Breakdown of Each Cluster Group

Now that we have generated the cluster groups I will identify each group’s stats line a provide an player that would fall into this category.

Group 1

HIGH LEVEL STARTER FRINGE ALL STAR

This position is typically an all-around player, who can contribute to various statistical categories into team’s success such as scoring, defending multiple positions, shooting and distributing the ball well.

STAT LINE PER 100 POSSESSIONS

9.3 FG, 20.8 FGA, 2.9 X3P, 8.2 X3PA, 6.4 X2P, 12.6 X2PA, 3.8 FT, 4.9 FTA, 7.6 TRB, 4.5 AST, 0.7BLK, 1.4 STL, 2.7TOV, 25.2PTS

Example: Malcolm Brogdon, starting point guard from the Milwaukee Bucks

Group 3

SUPERSTAR ALL NBA

This player is usually the best player on the team one of the 15 best players in the entire NBA, league leaders in various categories such as points and assists.

STAT LINE PER 100 POSSESSIONS

11.9 FG, 25.6 FGA, 3.3 X3P, 8.5 X3PA, 8.6 X2P, 17.1 X2PA, 5.5 FT, 6.8 FTA, 7.4 TRB, 9.0 AST, 0.6 BLK, 1.9 STL, 3.8 TOV, 32.6 PTS

Example: James Harden, shooting guard for the Houston Rockets

Group 4

OFF THE BENCH SCORING 6TH MAN

This player comes into the game to give the star players rest and fill in the role to a lesser extent and usually less efficiently

STAT LINE PER 100 POSSESSIONS

6.8 FG, 16.3 FGA ,1.9 X3P, 6.1 X3PA, 4.8 X2P, 10.2 X2PA, 2.7 FT, 3.6 FTA, 6.7 TRB, 5.1 AST, 0.6 BLK, 1.6 STL, 2.5 TOV, 18.2 PTS

Example: Yogi Ferrell, back up point guard for the Sacramento Kings

Group 5

TRADITIONAL BIG REBOUNDER INSIDE SCORING

Usually the center position does most of the play near the basket, with interior scoring and elite rebounding capabilities.
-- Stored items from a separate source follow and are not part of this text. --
PR #540, opened 2020-10-02
More memory while building images

dirkgr:


dirkgr:
This is the wrong file to do this in.

PR #545, opened 2020-10-06
Update allennlp, utililze pretrained module from allennlp-models, run tests on GH Actions

epwalsh:
Sorry @codeviking, this is a big PR 😉 

TODO:
- [x] Add `allennlp-semparse` to `api/requirements.txt` and remove custom requirements and Dockerfiles for the semparse demos. First https://github.com/allenai/allennlp-semparse/pull/28 needs to be merged.
- [x] Run CI for all demos on the self-hosted runner
- [x] Fix vilbert test
- [ ] Update allennlp-models once next nightly release goes out.
- [x] Make new release of semparse and then update the dependency here.
- [x] Update instructions for adding new models


.github/workflows/ci.yml
```diff
@@ -7,13 +7,15 @@ on:
...
+  schedule:
+  - cron: '7 6 * * *'
 
 jobs:
-  # Runs common light-weight checks like linting and type checking.
   api_checks:
     name: API Checks
     runs-on: ubuntu-latest
-
+    # Don't run nightly builds for forks.
```
codeviking, line 17:
```suggestion
    # Don't run nightly builds for forks, unless it's a PR to master
```

I'm not sure if that's right, but I think this explains the `github.event_name != 'schedule'` bit.

.github/workflows/ci.yml
```diff
@@ -50,17 +56,66 @@ jobs:
...
+          "nmn_drop",
+          "open_information_extraction",
+          "roberta_mnli",
+          "roberta_sentiment_analysis",
+          "roberta_snli",
+          "semantic_role_labeling",
+          "transformer_qa",
+          "vilbert_vqa",
+          "wikitables_parser",
+        ]
```
codeviking, line 92: It's a bummer that we can't derive this. It might be worth writing up a doc about what it takes to add an endpoint. I know there was some confusion with how to add the `vilgert_vqa` endpoint, for instance (the trigger didn't get created).

If you get something started let me know, I can help fill in the Google Cloud Build / Skiff specific bits.

epwalsh: We already have [this](https://github.com/allenai/allennlp-demo/blob/master/doc/AddingModelEndpoint.md). Do you think that's enough? I did add a step to that explaining how you have to update the CI config.

I also added a CI check that ensures the CI config is up-to-date:

https://github.com/allenai/allennlp-demo/blob/update-allennlp/.github/workflows/ci.yml#L100-L121

So CI will fail if someone adds a new model without updating the CI config.

.github/workflows/ci.yml
epwalsh: I think it's right, we have the same `if` condition in other repos. We want this to run on PRs and master commits for the main repo and all forks, but we don't want it to run on a nightly schedule for forks (because people have complained about this before).

api/allennlp_demo/common/config.py
```diff
@@ -11,11 +16,87 @@ class Model:
...
+
+            return load_predictor(self.pretrained_model_id)
+
+        assert self.archive_file is not None
+        o = json.dumps(self.overrides) if self.overrides is not None else ""
+
+        if self.use_old_load_method:
+            from allennlp.models.archival import load_archive
+
+            o = json.dumps(self.overrides) if self.overrides is not None else ""
```
codeviking, line 96: I think this can be dropped, as it's a repeat of line 91.

It's also kind of odd that the empty state is `""`, when I imagine `overrides` is a `dict`, right? Maybe it should be `{}` or `None`?

I suppose it really depends on how it's handled in the APIs we pass it to, so do whatever they expect, which might be `""` :).

epwalsh: Good catch

api/allennlp_demo/common/http.py
```diff
@@ -114,21 +108,29 @@ def load_interpreters(self) -> Mapping[str, SaliencyInterpreter]:
...
-            "smooth_gradient": SmoothGradient(self.predictor),
-            "integrated_gradient": IntegratedGradient(self.predictor),
-        }
+        interpreters: Dict[str, SaliencyInterpreter] = {}
+        if self.model.interpreters is None or "simple_gradient" in self.model.interpreters:
+            interpreters["simple_gradient"] = SimpleGradient(self.predictor)
+        if self.model.interpreters is None or "smooth_gradient" in self.model.interpreters:
+            interpreters["smooth_gradient"] = SmoothGradient(self.predictor)
+        if self.model.interpreters is None or "integrated_gradient" in self.model.interpreters:
+            interpreters["integrated_gradient"] = IntegratedGradient(self.predictor)
```
codeviking, line 117: It looks like we now instantiate all three gradient types if there's no preference specified, otherwise we use only what they told us too.

Maybe we do something like:

```
interpreters = [ "simple_gradient", "smooth_gradient", "integrated_gradient" ] if self.interpreters is None else self.interpreters
```

Then we can leave the prior code unchanged (we just instantiate the gradients we need based on what's in `interpreters` instead of `self.interpreters`).

It's a small change, I think I just makes it a little easier to understand what's happening (and puts the default handling bit in one spot).  That said this is also a bit of a subjective comment, so feel free to ignore if you feel otherwise!

api/allennlp_demo/common/http.py
```diff
@@ -114,21 +108,29 @@ def load_interpreters(self) -> Mapping[str, SaliencyInterpreter]:
...
-        hotflip = Hotflip(self.predictor)
-        hotflip.initialize()
-        return {"hotflip": hotflip, "input_reduction": InputReduction(self.predictor)}
+        attackers: Dict[str, Attacker] = {}
+        if self.model.attackers is None or "hotflip" in self.model.attackers:
+            hotflip = Hotflip(self.predictor)
+            hotflip.initialize()
+            attackers["hotflip"] = hotflip
+        if self.model.attackers is None or "input_reduction" in self.model.attackers:
+            attackers["input_reduction"] = InputReduction(self.predictor)
```
codeviking, line 132: 👆  We could probably do something similar here too, if you like the idea I shared above.

dev/check_models_ci.py
```diff
@@ -0,0 +1,47 @@
...
+        assert model in tested_models, (
+            f"test for '{model}' model not found in {WORKFLOW_FILE_PATH}. "
+            f"Did you forget to add '{model}' to the 'Endpoint Test' model matrix?"
+        )
+    for model in tested_models:
+        assert model in all_models, (
+            f"'{model}' is in the GitHub Actions 'Endpoint Test' job, but does not "
+            f"appear to correspond to an actual demo model in 'api/allennlp_demo'. "
+            f"Did you forget to delete '{model}' from the 'Endpoint Test' model matrix?"
+        )
```
codeviking, line 43: These errors are great.

codeviking (approved):
LGTM!

.github/workflows/ci.yml
codeviking: Yes, that's great. I forgot about that doc!

api/allennlp_demo/common/http.py
epwalsh: That's much cleaner!

Issue #548, opened 2020-10-09
The VQA demo breaks when trying to upload a large image


jonborchardt:
its ok that we dont allow loading an image over 1MB
but, we should give a proper error message
AND it appears that when we get into this state, we must reload the page to fix it...

1- add a better error message
2- fix it so that the page is not broken requiring a reload

schmmd:
@jonborchardt we might make the limit 5 MB and add a better error message.

codeviking:
You may need to adjust this in two places:

1. Via an Ingress NGINX annotation, like [so](https://kubernetes.github.io/ingress-nginx/user-guide/nginx-configuration/annotations/#custom-max-body-size).

2. As an NGINX rule that you add to the local reverse proxy that sits in front of the service.

aimichal:
This isn't fixed completely, #571 and #569 were partial fixes.

aimichal:
Just confirmed that large images can be uploaded to https://demo.allennlp.org/visual-question-answering and prediction works.

I tried sizes of images up to 5,214,629 bytes, under the 5MB (5*1024*1024 byte) limit.

aimichal:
Confirmed nice error message appears when large file is uploaded:

> ![image](https://user-images.githubusercontent.com/19393950/96931024-82029780-1471-11eb-91a0-1cc7277a8eea.png)

aimichal:
> 2- fix it so that the page is not broken requiring a reload

I can't reproduce this situation; attempting to use a large image shows a nice error message, and I can use a smaller image after that and predictions work fine. I didn't have to reload anything.

There's another problem I found along the way (https://github.com/allenai/allennlp-demo/issues/572), maybe that's what someone ran into?

Anyway, I'm closing this now.

PR #569, opened 2020-10-21
parametrize body size, use large body size for permalinks

aimichal:
Large images are rejected (with HTTP 413 - "Payload Too Large") when when uploading them on the form at https://demo.allennlp.org/visual-question-answering. The rejection is happening on a POST to https://demo.allennlp.org/api/permalink/noop which is the permalink service

So this change makes that service accept uploads of 5MB (5242880 bytes).

I set this value manually on the ingress and confirmed that a 5,214,629 byte file is accepted, but a 5,315,752 file is rejected.

(This partially addresses https://github.com/allenai/allennlp-demo/issues/548)


epwalsh (approved):

codeviking (approved):
LGTM 👍

PR #137, opened 2023-07-11
rpc: synchronise proto bindings with the latest version of CRIU RPC p…

yevzman-swe:
rpc: synchronise proto bindings with the latest version of CRIU RPC

PR #139, opened 2023-07-20
chore(rpc): update Go bindings

snprajwal:
The rpc.proto file has been updated against criu-dev, but not the bindings. Makes #137 work, and also updates protobuf with it.


rpc/rpc.pb.go
```diff
@@ -2,8 +2,8 @@
 
 // Code generated by protoc-gen-go. DO NOT EDIT.
 // versions:
-// 	protoc-gen-go v1.28.1
-// 	protoc        v3.19.4
+// 	protoc-gen-go v1.30.0
+// 	protoc        v4.23.4
```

STAT LINE PER 100 POSSESSIONS

7.0 FG, 14.1 FGA, 0.5 X3P, 1.9 X3PA, 6.5 X2P, 12.2 X2PA 3.6 FT, 5.3 FTA, 14.5 TRB, 3.7 AST, 1.8 BLK, 1.6 STL, 2.6 TOV, 18.1 PTS

Example: Bam Adebayo, point centre for the Miami Heat

Group 6

3 AND D

Elite three point shooter and great perimeter defender.
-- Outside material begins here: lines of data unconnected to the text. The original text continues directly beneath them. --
PR #145, opened 2023-08-03
crit: add `FindPs` method on `PsTree`

behouba:
This commit introduces a new method `FindPs` on `PsTree`. This method uses a depth-first search algorithm to find a process within a process tree. This addition will be beneficial for `checkpointctl` as it allows us to easily verify the existence of a given process ID when needed.

### DIFF
--- a/crit/utils.go
+++ b/crit/utils.go
@@ -232,3 +232,17 @@ func getUnixSkFilePath(dir string, file *fdinfo.FileEntry, fID uint32) (string, 
 
 	return "unix[?]", nil
 }
+
+// FindPs performs a short-circuiting depth-first search to find
+// a process with a given PID in a process tree.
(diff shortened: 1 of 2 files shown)


crit/explore.go
```diff
@@ -24,6 +24,20 @@ type PsTree struct {
 	Children []*PsTree            `json:"children,omitempty"`
 }
 
+// FindPs performs a short-circuiting depth-first search to find
+// a process with a given PID in a process tree.
+func (c *PsTree) FindPs(pid uint32) *PsTree {
```
snprajwal, line 29:
```suggestion
func (ps *PsTree) FindPs(pid uint32) *PsTree {
```
Also, I feel this function would be better off in `utils.go`, since the functionality is not related to `crit explore`.

snprajwal (approved):
LGTM

rst0git (approved):

PR #148, opened 2023-09-05
feat: propagating ciru rpc response

nravic:
This PR is aimed to return the resp from `c.doSwrk`. It's motivated primarily by the need to access the PID of the restored process, which isn't straightforward to do without getting the result from `resp` directly.

### DIFF
--- a/main.go
+++ b/main.go
@@ -86,17 +86,17 @@ func (c *Criu) sendAndRecv(reqB []byte) ([]byte, int, error) {
 	return respB, n, nil
 }
 
-func (c *Criu) doSwrk(reqType rpc.CriuReqType, opts *rpc.CriuOpts, nfy Notify) error {
+func (c *Criu) doSwrk(reqType rpc.CriuReqType, opts *rpc.CriuOpts, nfy Notify) (*rpc.CriuResp, error) {
 	resp, err := c.doSwrkWithResp(reqType, opts, nfy, nil)
 	if err != nil {
-		return err
+		return nil, err
 	}
 	respType := resp.GetType()
 	if respType != reqType {
-		return errors.New("unexpected CRIU RPC response")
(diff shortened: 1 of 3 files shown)


adrianreber:
The main problem is that this PR changes the API which means that everyone including go-criu has to change their code. It would be good to understand what problem this PR is trying to solve. At this point I am not in favour of this change.

nravic:
Yeah, I was afraid of the API change issue - but couldn't really see a way around it. I want access to the PID of the restored process, which I can't get without `rpc.CriuResp`. The alternative is not using `go-criu` and directly calling CRIU over RPC, as far as I can tell. 

Finding the PID of the new process is especially useful for us because we're migrating the checkpoints to new machines.

adrianreber:
Can't you use the notification mechanism? That should tell you the PID.

nravic:
https://github.com/checkpoint-restore/go-criu/blob/633daeeea34e73411f21101f0e7f6cb207153172/main.go#L166 is still private and inaccessible from outside go-criu though?

rst0git:
@nravic Could you try with something similar to [`criuNotifications`](https://github.com/opencontainers/runc/blob/319b2ba7/libcontainer/criu_linux.go#L1145) in runc?

adrianreber:
> @nravic Could you try with something similar to [`criuNotifications`](https://github.com/opencontainers/runc/blob/319b2ba7/libcontainer/criu_linux.go#L1145) in runc?

I think runc doesn't really use go-criu because it is older than go-criu. That is the kind of the main question here. Directly doing RPC calls or going through go-criu. go-criu is easier to use but abstracts away some things.

But, @nravic , if you implement the `PostRestore()` callback you should get a notification which PID the restored process has. No need to access `GetPid()`.

PR #157, opened 2023-12-20
fix(crit): use proto names in JSON

### LINKED ISSUE #154: CRIT: use proto names instead of camelCase in JSON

STAT LINE PER 100 POSSESSIONS

5.9 FG, 15.3 FGA, 3.3 X3P, 9.7 X3PA, 2.6 X2P, 5.6 X2PA, 1.8 FT, 2.4 FTA, 6.2 TRB, 3.1 AST, 0.7 BLK, 1.2STL, 1.8 TOV, 16.9 TOV

Example: JR Smith, shooting guard for the Cleveland Cavaliers

Group 7

BACK TO THE BASKET SCORING BIG MAN REBOUNDER

More polished interior and mid range scorer, superb rebounder and focal point of the offense

STAT LINE PER 100 POSSESSIONS

11.1 FG, 21.8 FGA, 0.7 X3P, 2.6 X3PA, 10.4 X2P, 19.2 X2PA, 5.4 FT, 7.6 FTA, 17.8 TRB, 3.4 AST, 1.7 BLK, 1.2 STL, 3.5 TOV, 28. 4 PTS

Example: Enes Kanter, power forward for the Boston Celtics

Group 8

ALL AROUND ROLE PLAYER

Can essentially fill any position on the court on both the defensive and offensive end works well with any line-up combination

STAT LINE PER 100 POSSESIONS

3.4 FG, 9.9 FGA, 1.3 X3P, 4.8 X3PA, 2.1 X2P, 5.1 X2PA, 1.2 FT, 1.8 FTA, 8.0 TRB, 3.7 AST, 0.7 BLK, 1.5 STL, 2.1 TOV, 9.3 PTS

Example: PJ Tucker, stretch 4 man for the Houston Rockets

Group 2

An outlier based on inflation of statistics on a per 100 possession basis.